Migration and invasion assays
For transwell migration assays, 1.5 × 104 cells (S18, 5-8F) or 3.5 × 104 cells (S26, 6-10B) in 200 μl of serum-free DMEM were added to cell culture inserts with an 8-μm microporous filter without extracellular matrix coating (Becton–Dickinson Labware). DMEM medium containing 10% FBS was added to the bottom chamber. After 24-h incubation, the cells in the lower surface of the filter were fixed, stained, and examined using a microscope. The numbers of migrated cells from triplicate filters were counted in three random optical fields (×100 magnification) and averaged.
Transwell invasion assays were carried out in the same way, except that the chamber inserts were precoated with Matrigel (Becton–Dickinson Labware).

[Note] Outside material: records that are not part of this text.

PR #80, opened 2019-08-28
Readable GitHub logo

pmankar:
For light theme, the logo was not having much contrast.
Now, it just updates the image style to make it more consistent with the theme color.


layouts/default.vue
```diff
@@ -120,7 +120,10 @@
         // Once the PWA code is initialized, this holds a method
         // that can be called to show the user the installation
         // prompt.
-        showInstallPrompt: null
+        showInstallPrompt: null,
+        logoStyle() {
+          return "margin-right: 16px;" + (this.$store.state.postwoman.settings.THEME_CLASS ? " filter: invert(100%); -webkit-filter: invert(100%);" : '')
```
NBTX: THEME_CLASS being set does not necessarily imply light theme. Can you perhaps change it to `.includes('light')`?

pmankar: Yes. Agree.
Updated the code.

PR #89, opened 2019-08-28
Websocket log auto scroll to bottom

pmankar:
With increasing number of messages, the new messages are appended to the bottom and thus needs to be scrolled automatically. Also added timestamp in the log.


pmankar:
also added code for GitHub logo contrast on theme switch.
no storage of theme class also handled.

Chromatin immunoprecipitation (ChIP) assay
The assay was conducted using a commercial ChIP kit from Active &Motif (cat#: 53040). Briefly, cells were seeded onto 15-cm plates and allowed to grow to 70%–80% confluence. Cells were fixed and collected, and the nuclear pellet was resuspended in ChIP Buffer, subjected to sonication and incubated overnight with 5-μg antibody, followed by incubation with protein G agarose beads for 3 h at 4 °C. DNA–protein complexes were eluted and de-cross-linked through a series of washes. Purified DNA was resuspended in TE buffer and analyzed with PCR using the following primers: E-cadherin-ChIP-F, 5′-ACTCCAGGCTAGAGGGTCACC-3′; E-cadherin-ChIP-R, 5′-CCGCAAGCTCACAGGTGCTTTGCAGTTCC-3′; TEL2-ChIP-E1-F, 5′-TGAATGTGCATTAGTTTATCAAGCC-3′; TEL2-ChIP-E1-R, 5′-CAATCTGCCTACCAGAAATTTATTC-3′; TEL2-ChIP-E2-F, 5′-CACAGTCACGGCTCACTGCAG-3′; TEL2-ChIP-E2-R, 5′-GAGTTGGACACCAGTCTGAACAAC-3′; TEL2-ChIP-E3-F, 5′-GGAGCGCTCAAGACAGAAAGC-3′; TEL2-ChIP-E3-R, 5′-AAAATAGGTTTGGAAATCTAGGTGG-3′; TEL2-ChIP-E4-F, 5′-AGGCAGTAGAGTGGTTAACACAAAC-3′; TEL2-ChIP-E4-R, 5′-TTTATGGAGTTCTCTGTGGATCATG-3′; GAPDH-ChIP-F, 5′-TTCTTGCCTTGCTCTTGCTACTC-3′; and GAPDH-ChIP-R, 5′-AGCCTGCCTGGTGATAATCTTTG-3′.
Luciferase assay
The assay was carried out as described previously [2, 4]. Briefly, cells were plated in 12-well plates at a density of 2 × 105 per well, and transfected with 0.8-μg promoter-luciferase plasmid. To normalize transfection efficiency, cells were co-transfected with 8-ng pRL-CMV encoding Renilla luciferase. After transfection for 48 h, luciferase activity was measured using the Dual-Luciferase Assay kit (Promega). Three independent experiments were performed, and means and standard deviations are presented.
Animal experiments
Experiments involving animal subjects and all protocols for animal studies were approved by the Research Animal Resource Center of Sun Yat-sen University, in full compliance with the guidelines of the Institutional Animal Care and Use Committee at Sun Yat-sen University Cancer Center. Male athymic mice aged 5–6 weeks were obtained from Shanghai Institutes for Biological Sciences (Shanghai, China). Human NPC cells were resuspended in 100-μl phosphate-buffered saline (PBS; Biological Industries) and injected into the lateral tail vein of mice (3 × 106 cells/animal). At 6 weeks after injection, mice were euthanized. Metastatic nodules were counted with the naked eyes.
Clinical samples
Experiments involving human tissue samples were approved by the Institutional Review Board of Sun Yat-sen University Cancer Center (YB2015-010). Written informed consent was obtained from all subjects prior to sample collection. Tissue blocks prepared from NPC tissues (10 cases) and lymph node metastases (4 cases) were stored for qRT-PCR.
Statistical analysis
Differences between two groups were assessed using Student’s t-test. Differences among three or more groups were assessed using parametric ANOVA and the least significant difference (LSD) test. Statistical significance was set at P < 0.05 (2-sided).